<<<<

PR #2648, opened 2018-04-10
Custom VNET API model.

JunSun17:
Custom VNET API model.

Manual E2E test passed.


pkg/api/agentPoolOnlyApi/v20180331/errors.go
```diff
@@ -0,0 +1,45 @@
+package v20180331
```
amanohar: Why does this need a new `errors.go` file? Can you consolidate this where other errors like `ErrorResourceGroupNotMatch` are?

pkg/api/agentPoolOnlyApi/v20180331/validate.go
```diff
@@ -130,45 +133,117 @@ func validateUniqueProfileNames(profiles []*AgentPoolProfile) error {
...
+				// TODO: validate dockerBridgeCidr is not within VnetSubnetCidr
+
+				// TODO: validate ServiceCidr does not overlap with VnetSubnetCidr
+
+				// TODO: validate VnetSubnetCidr does n ot overlap with other VnetSubnetCidr
+
+				// TODO: validate IP address pre-allocation does not exceed VnetSubnetCidr capacity
+
+				// validate subsricption, resource group and vnet are the same among subnets
+				subnetSubscription, subnetResourceGroup, subnetVnet, _, err := GetVNETSubnetIDComponents(agentPool.VnetSubnetID)
```
amanohar: Instead of doing nil checks, do a regex match of the expected resource ID (subnet).

pkg/api/agentPoolOnlyApi/v20180331/validate.go
```diff
@@ -130,45 +133,117 @@ func validateUniqueProfileNames(profiles []*AgentPoolProfile) error {
...
+	} else {
+		return ErrorInvalidNetworkPlugin
 	}
 
 	return nil
 }
 
+func (n *NetworkProfile) isCustomVNET() bool {
+	// use ServiceCidr check to decide if Custom VNET is triggered
+	return n.ServiceCidr != ""
```
amanohar: If `n.ServiceCidr == ""` and `n.NetworkPlugin == string(azure)`, it won't be custom VNET? Tighten this validation so that both are true (`n.ServiceCidr != "" && n.NetworkPlugin == string(azure)`)

pkg/api/agentPoolOnlyApi/v20180331/errors.go
JunSun17: I separate the errors out and make them each a variable, so I can catch the exact one when running unit tests. Otherwise, the returned error from unit tests will be a generic error and I will need to match the wording in the error object.

Please let me know if you have a better suggestion for such error handling.

JunSun17: Talked with Jiantian and his error case is different. So for now, will keep as it is. Later we can think about error standardization/centralization.

pkg/api/agentPoolOnlyApi/v20180331/validate.go
JunSun17: As discussed, will use agentpool subnets to implement isCustomVNET function.

PR #2653, opened 2018-04-10
add Merge function for v20180331 to guard update scenario

### LINKED ISSUE #2646: Need to add EnableRBAC as a flag in v20180331 api model

rjtsdl:

**Which issue this PR fixes** *(optional, in `fixes #<issue number>(, fixes #<issue_number>, ...)` format, will close that issue when PR gets merged)*: fixes #2646

following #2647, this PR is to add validation on update scenario. So we catch all the cases when enableRBAC could possibly be changed. And return as error

**If applicable**:
- [ ] documentation
- [x] unit tests

**Release note**:

```release-note
```


weinong:
`DNSPrefix` will need to be optional. Otherwise, it will fail at [here](https://github.com/rjtsdl/acs-engine/blob/92229f60642f6fedee237902a2ac37e56dc79731/pkg/api/apiloader.go#L220)
Can you also merge `DNSPrefix`?

rjtsdl:
@weinong can we do in a different PR? 
I set up the framework here, then @zqingqing1 can add other fields needed to be merged, and also unittests.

>>>>

Problem: Repeat the records verbatim, every one of them.

Answer below:
PR #2648, opened 2018-04-10
Custom VNET API model.

JunSun17:
Custom VNET API model.

Manual E2E test passed.


pkg/api/agentPoolOnlyApi/v20180331/errors.go
```diff
@@ -0,0 +1,45 @@
+package v20180331
```
amanohar: Why does this need a new `errors.go` file? Can you consolidate this where other errors like `ErrorResourceGroupNotMatch` are?

pkg/api/agentPoolOnlyApi/v20180331/validate.go
```diff
@@ -130,45 +133,117 @@ func validateUniqueProfileNames(profiles []*AgentPoolProfile) error {
...
+				// TODO: validate dockerBridgeCidr is not within VnetSubnetCidr
+
+				// TODO: validate ServiceCidr does not overlap with VnetSubnetCidr
+
+				// TODO: validate VnetSubnetCidr does n ot overlap with other VnetSubnetCidr
+
+				// TODO: validate IP address pre-allocation does not exceed VnetSubnetCidr capacity
+
+				// validate subsricption, resource group and vnet are the same among subnets
+				subnetSubscription, subnetResourceGroup, subnetVnet, _, err := GetVNETSubnetIDComponents(agentPool.VnetSubnetID)
```
amanohar: Instead of doing nil checks, do a regex match of the expected resource ID (subnet).

pkg/api/agentPoolOnlyApi/v20180331/validate.go
```diff
@@ -130,45 +133,117 @@ func validateUniqueProfileNames(profiles []*AgentPoolProfile) error {
...
+	} else {
+		return ErrorInvalidNetworkPlugin
 	}
 
 	return nil
 }
 
+func (n *NetworkProfile) isCustomVNET() bool {
+	// use ServiceCidr check to decide if Custom VNET is triggered
+	return n.ServiceCidr != ""
```
amanohar: If `n.ServiceCidr == ""` and `n.NetworkPlugin == string(azure)`, it won't be custom VNET? Tighten this validation so that both are true (`n.ServiceCidr != "" && n.NetworkPlugin == string(azure)`)

pkg/api/agentPoolOnlyApi/v20180331/errors.go
JunSun17: I separate the errors out and make them each a variable, so I can catch the exact one when running unit tests. Otherwise, the returned error from unit tests will be a generic error and I will need to match the wording in the error object.

Please let me know if you have a better suggestion for such error handling.

JunSun17: Talked with Jiantian and his error case is different. So for now, will keep as it is. Later we can think about error standardization/centralization.

pkg/api/agentPoolOnlyApi/v20180331/validate.go
JunSun17: As discussed, will use agentpool subnets to implement isCustomVNET function.

PR #2653, opened 2018-04-10
add Merge function for v20180331 to guard update scenario

### LINKED ISSUE #2646: Need to add EnableRBAC as a flag in v20180331 api model

rjtsdl:

**Which issue this PR fixes** *(optional, in `fixes #<issue number>(, fixes #<issue_number>, ...)` format, will close that issue when PR gets merged)*: fixes #2646

following #2647, this PR is to add validation on update scenario. So we catch all the cases when enableRBAC could possibly be changed. And return as error

**If applicable**:
- [ ] documentation
- [x] unit tests

**Release note**:

```release-note
```


weinong:
`DNSPrefix` will need to be optional. Otherwise, it will fail at [here](https://github.com/rjtsdl/acs-engine/blob/92229f60642f6fedee237902a2ac37e56dc79731/pkg/api/apiloader.go#L220)
Can you also merge `DNSPrefix`?

rjtsdl:
@weinong can we do in a different PR? 
I set up the framework here, then @zqingqing1 can add other fields needed to be merged, and also unittests.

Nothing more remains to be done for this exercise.